59. Krock And you can play with some of these params to change the Karma properties…but I leave that to you. I’m just using the defaults in the sample code, so it’s really slippery for the KRock’s The only function to note is the tick function which calls KWake, so the KRock can never “sleep”.

60. Krock And finally, the network parameters. These are so that the object is deemed not “fixed in place”. And Karma can updated it’s position and send it over the wire…eg it’s deemed relevant. bStatic=false //req'd bNoDelete=false //req'd bHidden=false

61. Krock More to guarantee the objects relevance to the client… Btw: I likely don’t need the bGameRelevant. But when I wrote up the lesson, I was no where near a network to test out its absence. bGameRelevant=True bAlwaysRelevant=True //req'd bNetRelevant=true //req'd

62. Krock We update the movment oof the objet so they stay in sync, and change the update frequency to reflect how frequely this object is updated by the server. bReplicateMovement=true NetUpdateFrequency=10.000000 NetPriority=2.500000 bNetInitialRotation=True

63. Krock As found in the actor class NetUpdateFrequency reflects how many seconds between net updates. This should reflect the importance of your object. E.g. if the NetPriority is high (important) I would expect the NetUpdateFrequency to be low (more frequent).

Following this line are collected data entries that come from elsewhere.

PR #479, opened 2021-12-01
Adds workflow publish to PyPI and removes tests on Python 3.9 that run very slow

kws:
* Adds GitHub workflow to build and deploy to PyPI every time a release is created. Remember to bump the project version name before releasing. See README.
* Python builds on 3.9 are very slow due to no compiled wheel for Pandas - we could cache this, but it would be slow every time a dependency is updated. Instead test on 3.8 which, albeit not our target version, should be safe enough.

### DIFF
--- a/.github/workflows/python-publish.yml
+++ b/.github/workflows/python-publish.yml
@@ -1,0 +1,37 @@
+name: Publish Python Package
+
+on:
+  release:
+    types: [published]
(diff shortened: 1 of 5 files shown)


dezog (approved):
Thanks for this - I'll try deploying a new release later today 🤞

PR #482, opened 2021-12-01
Added 392B

### LINKED ISSUE #465: Error code 392b - Child is looked after but no postcodes are recorded. [Added 2020 v1.1]
**Note: This one appears to have been missed from the git issues list!**

#### Error code
392b
#### Description to display
Child is looked after but no postcodes are recorded.
Postcodes should be completed if child is looked after unless the legal status is V3 or V4 or the child is UASC, or was formerly UASC
#### DfE suggested coding
If `<LS>` not = ‘V3’ or ‘V4’ and `<UASC>` = ‘0’ and `<COLLECTION YEAR>` -1 `<UASC>` = ‘0’ and `<COLLECTION YEAR>` -2 `<UASC>` = ‘0’ then `<HOME_POST>` and `<PL_POST>` should be provided

For further info, refer to the DfE validation document [here](https://www.gov.uk/government/publications/children-looked-after-return-2021-to-2022-technical-specifications)

PhilDeakin:
As above


dezog (approved):
nice one Phil, I just changed so it runs without UASC tables present, as thatll only affect a few children in many LA's anyway, but added to the error message that there may be FP's for UASC children

PR #488, opened 2021-12-01
Log failing errors to file and continue

dezog:
Hey @kws, I've made a start on logging error checks that fail to run, but thought it'd be best to get your OK if you get the chance:

- Added a handler to the logger to create a logfile named like '903 Validator -- 01-12-2021 21.35.19.log'
  - Not sure if this necessary, or the best way to get from here to a 'Download Logfile' button - would it be better to set this up on the pyodide end? And/or send the logs over there as text instead of a file?
- Wrapped the error function calls in Validator in a try/except, and logged the exceptions
- Validator now collects lists of the errors that failed to run or were skipped due to missing tables. Nothing happens to these yet, though


kws (approved):
I haven't run it, but assuming it works, the changes look sensible

PR #493, opened 2021-12-03
Added validator for rule 199.

### LINKED ISSUE #64: Error code 199 - Episode information shows child has been previously adopted from care.
#### Error code
199
#### Description to display
Episode information shows child has been previously adopted from care.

64. Krock And lastly, change the remote role so that the client can anticipate where the Krock will be… RemoteRole=ROLE_SimulatedProxy bUpdateSimulatedPosition=True

65. Epc: the player controller Now, it’s actually the player controller that does the work in this case. This controller is really responsible for two actions, spawning the KRock through the fire command, and count the number spawned.

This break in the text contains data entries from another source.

PR #503, opened 2021-12-06
Added 577

### LINKED ISSUE #256: Error code 577 - Child ceased to be looked after but there is a missing/away from placement without authorisation period without an end date.
#### Error code
577
#### Description to display
Child ceased to be looked after but there is a missing/away from placement without authorisation period without an end date.
Please enter an end date for the missing/away from placement without authorisation period to match the date the child ceased to be looked after.
#### DfE suggested coding
If `<REC>` not Null or 'X1' and `<MIS_START>` not Null, then `<MIS_END>` must be provided and must =`<DEC>`

tab1tha:
Added 577

Closes #256

### DIFF
--- a/tests/test_validators.py
+++ b/tests/test_validators.py
@@ -1,6 +1,39 @@
 from validator903.validators import *
 import pandas as pd
 
+def test_validate_577():
+  fake_data_episodes = pd.DataFrame([
+      {'CHILD': '101', 'DEC': '08/03/2020', 'REC': 'E45',},  # 0 pass
+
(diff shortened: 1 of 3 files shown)


dezog (approved):
made a few changes - better to use `.isna` instead of checking for `pd.NA` as it might be a different type of NaN (i think read_csv generates numpy float type nan's?), and i think the '=' in the rule definition should be a '>' as presumably MIS_END before DEC is fine. also, please use 4-space indentation in future to match the rest of the code

PR #505, opened 2021-12-07
Added 543

### LINKED ISSUE #228: Error code 543 - Child is aged 10 or over at 31 March and has been looked after continuously for 12 months yet conviction information has not been completed.
#### Error code
543
#### Description to display
Child is aged 10 or over at 31 March and has been looked after continuously for 12 months yet conviction information has not been completed.
Conviction information is required for children aged 10 or over at 31 March of the current collection year who have been looked after continuously for at least 12 months.
#### DfE suggested coding
If `<DOB>` >`= 10 years prior to `<COLLECTION_END_DATE>` and `<CONTINUOUSLY_LOOKED_AFTER> = 'Y' then `<CONVICTED>` should be provided

tab1tha:
Added 543

Closes #228


tests/test_validators.py
```diff
@@ -2,6 +2,59 @@
 import pandas as pd
 
 
+def test_validate_543():
+    fake_data_episodes = pd.DataFrame([
+        #  'CONTINOUSLY_LOOKED_AFTER':['N' ,'Y', 'Y', 'N', 'Y'],
+        # The desired CLA values for this test, outlined in the preceding line, are generated from this data solely based on the number of episodes in the current year (DECOM). The other variables (LS, RNE, DEC) are kept neutral.
```
dezog: sadly you cant take this shortcut as add_CLA_column uses RNE == S, REC != X1, LS and in [V3, V4] along with the DEC & DECOM to tell whether an episode means a child was/wasnt looked after continuously.

i suggest just pinching one of the eps DFs from test_utils.py

tests/test_validators.py
```diff
@@ -2,6 +2,59 @@
...
+        'DOB': ['08/03/2020', '22/06/2000', pd.NA, '13/10/2000', '10/01/2027'],
+        'CONVICTED': [1, pd.NA, 1, 1, pd.NA],
+        # 0 ignore CLA is nan
+        # 1 fail conditions are met but CONVICTED is not provided
+        # 2 ignnore DOB is nan
+        # 3 ignore CLA is not Y
+        # 4 ignore DOB is less than 10 years prior to Collection_end
+    })
+
+    metadata = {'collection_start': '01/04/2031',
```
dezog: as this stands, none of the episodes are during the collection year, so none of the children are continuously in care - the DEC's are all in 2020

validator903/validators.py
```diff
@@ -5,6 +5,35 @@
...
+    )
+
+    def _validate(dfs):
+        if 'OC2' not in dfs or 'Episodes' not in dfs:
+            return {}
+        else:
+            oc2 = dfs['OC2']
+            collection_end = dfs['metadata']['collection_end']
+            # add CLA column
+            oc2 = add_CLA_column(dfs, 'OC2')
```
dezog, line 22: this function adds a column called 'CONTINUOUSLY_LOOKED_AFTER' to the listed dfs which is True/False - see below

validator903/validators.py
```diff
@@ -5,6 +5,35 @@
...
+
+            # to datetime
+            oc2['DOB'] = pd.to_datetime(oc2['DOB'], format='%d/%m/%Y', errors='coerce')
+            collection_end = pd.to_datetime(collection_end, format='%d/%m/%Y', errors='coerce')
+
+            # If <DOB> >= 10 years prior to <COLLECTION_END_DATE>and<CONTINUOUSLY_LOOKED_AFTER> = 'Y' then <CONVICTED> should be provided
+            mask = (collection_end > (oc2['DOB'] + pd.offsets.DateOffset(years=10))) & oc2['CONVICTED'].isna()
```
dezog: you should also include `& oc2['CONTINUOUSLY_LOOKED_AFTER']` in the mask, it should make more sense now it's working correctly!

dezog (changes requested):
hey @tab1tha, looking at this i noticed a bug with the `add_CLA_column` function, which was returning True for children whose care episodes were not in the collection_year. It also now takes into account collection_end so it should work as expected for previous years' data too.

i've merged that into this branch but there's still a few issues with this one, have a look at the inline comments

it looks like errors 545 (#508) and 546 (#509) will need more or less the same changes, so i'll merge main into those too

basically:
- use the test episodes from test_utils.py (you should be able to see which rows are CLA there)
- change the rule to make use of the column added by `add_CLA_col`

dezog (approved):

PR #521, opened 2021-12-13
Fix rule 358

### LINKED ISSUE #518: Bug: Rule 358 - Age calculation incorrect
**Describe the bug**
rule  358 says Child with this legal status should not be under 10, but "There is an error here, the DOB is 2007 and the DECOM 2021 so it's not calculating correctly"

**To Reproduce**
validate an episode with a child over 10 years old and relevant LS

**Proposed fix**
Check date comparison code

SLornieCYC:
Closes #518


dezog (approved):
Great, thanks Stephen

PR #522, opened 2021-12-13
Added 632

### LINKED ISSUE #274: Error code 632 - Date of previous permanence order not a valid value.
#### Error code
632
#### Description to display
Date of previous permanence order not a valid value.
Date should be entered in the format DD/MM/YYYY and should contain a valid date. The date should be before the start of this current episode of care.  Acceptable value where date is not known will include zz, where zz is day, month or year value.
#### DfE suggested coding
If provided `<DATE_PERM>` should be prior to `<DECOM>` and in a valid format and contain a valid date  Format should be DD/MM/YYYY or one or more elements of the date can be replaced by zz if part of the date element is not known.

66. Epc: the player controller Thus the fire function: exec function Fire( optional float F ) { local vector l; local Krock t; if(ctr >= 5) return; else ctr++; Simple counting

67. Epc: the player controller Change what function gets called if we are not the server! if(role < Role_AUTHORITY) { clientFire(f); return; }

68. Epc: the player controller Then Spawn the Krock l=pawn.location; l.z+=64; super.Fire(f); t= Spawn(class'Krock',pawn,,l); t.Velocity=50*vector(pawn.Rotation);

69. Epc: the player controller But his is the interesting bit The client must call this function so that the server know that a new KRock has been spawned…otherwise it’s only client side! if(role < Role_AUTHORITY) { clientFire(f); return; }

70. Epc: the player controller Which brings us to: simulated function clientFire( optional float F ) { local vector l; local Krock t; l=pawn.location; l.z+=64; super.Fire(f); t= Spawn(class'Krock',pawn,,l); t.Velocity=50* vector(pawn.Rotation); } Which does fundamentally the same thing…

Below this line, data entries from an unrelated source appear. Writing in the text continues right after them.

PR #786, opened 2023-04-17
chore: use import realm startup argument instead of using a custom script to import realm

skirankumars31:
### Description

- used import-realm that can import the json realm file automatically from the /opt/keycloak/data/import folder while starting up
- The earlier solution also worked but the new one is straightforward

### DIFF
--- a/install/docker-compose/docker-compose.yml
+++ b/install/docker-compose/docker-compose.yml
@@ -9,20 +9,19 @@ services:
 
   keycloak:
     #image: jboss/keycloak:14.0.0
-    image: quay.io/microcks/microcks-keycloak:20.0.2
+    image: quay.io/keycloak/keycloak:21.0.2
     container_name: microcks-sso
     ports:
       - "18080:8080"
     environment:
       KEYCLOAK_ADMIN: "admin"
       KEYCLOAK_ADMIN_PASSWORD: "admin"
-      KEYCLOAK_IMPORT: "/tmp/microcks-realm.json"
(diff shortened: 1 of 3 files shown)


lbroudoux (approved):
Awesome! This was on my todo list!

Some months ago, the latest version of Keycloak did not allow importing realms def on startup and that's why I came with `microcks-keycloak` custom image. I realize this feature was present in latest Keycloak just before releasing `1.7.0` so did the update in Helm chart and operator but forgot docker-compose.

If you're interested in some other contribution, Keycloak is also used and references in some other docker-compose files in the same repo 😉

install/docker-compose/docker-compose.yml
```diff
@@ -9,20 +9,19 @@ services:
 
   keycloak:
     #image: jboss/keycloak:14.0.0
-    image: quay.io/microcks/microcks-keycloak:20.0.2
+    image: quay.io/keycloak/keycloak:21.0.2
```
lbroudoux, line 12: I didn't see it changed at first... It would be better to stick to 20.0.2 so that we'll use the same version everywhere.
Upgrading to `21.0.2` would be another topic and require more work.

lbroudoux (changes requested):
Can you please stick with `20.0.2` version?

install/docker-compose/docker-compose.yml
skirankumars31: I have now changed the version back to 20.0.2. Made changes to the other docker compose files as well

lbroudoux (approved):
LGTM. Awesome! Thanks for the PR.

71. Epc: the player controller But the function itself is SIMULATED. Meaning that it can be called by a remote machine. This is how the server knows to spawn the KRock.

72. Epc: the player controller And lastly, we need a replication statement. replication { reliable if(role < Role_AUTHORITY) clientfire; reliable if(role == Role_AUTHORITY) ctr; }

73. Epc: the player controller Without the replication statement, even if the rest of the code is fine, we will not be able to see KRocks spawned on client machines.

74. On an interesting note: One this is up and running, take a look in the client machines and the servers log files. In the sample code I left in some log entries in the Epc.

75. On an interesting note: In the fire function: ClientFire function: log("Server----Fire"@t); log("Client----FIre"@t);

76. On an interesting note: The client machine, shows no entries at all with regards to the client fire log...none…nada…zip. However, the server machine show entries from both client and server.

77. On an interesting note: This means that it is the server that is in fact doing the spawning Krock and execution of the of the simulated function, which gets sent back to the client machine.

78. And what we should have Is a bunch of KRocks spinning around the level that get properly replictated on both client and server.

79. For fun Try changing the parent class of Krock to one of the projectiles, or even replace the spawning of the KRock with a projectile. Then remove the replication statement. Notice the changes this incurs.